_Work instructions_: The lines below that include the word "picking" are to be reported.

Content starts

PR #1159, opened 2019-08-14
iOS doesn't need permissions for picking a single image

tomasharkema:

## Motivation (required)
iOS doesn't need permissions for picking a single image. See more https://stackoverflow.com/a/46594741.

We currently have an issue with this library, that if we want to select a single image, we need to bother the user with it, which is unnecessary. 

## Test Plan (required)

Permissions are notoriously hard to test, so this is something that needs to be done manually.

### DIFF
--- a/ios/ImagePickerManager.m
+++ b/ios/ImagePickerManager.m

Content ends

_Response to this task_:
iOS doesn't need permissions for picking a single image
iOS doesn't need permissions for picking a single image. See more https://stackoverflow.com/a/46594741.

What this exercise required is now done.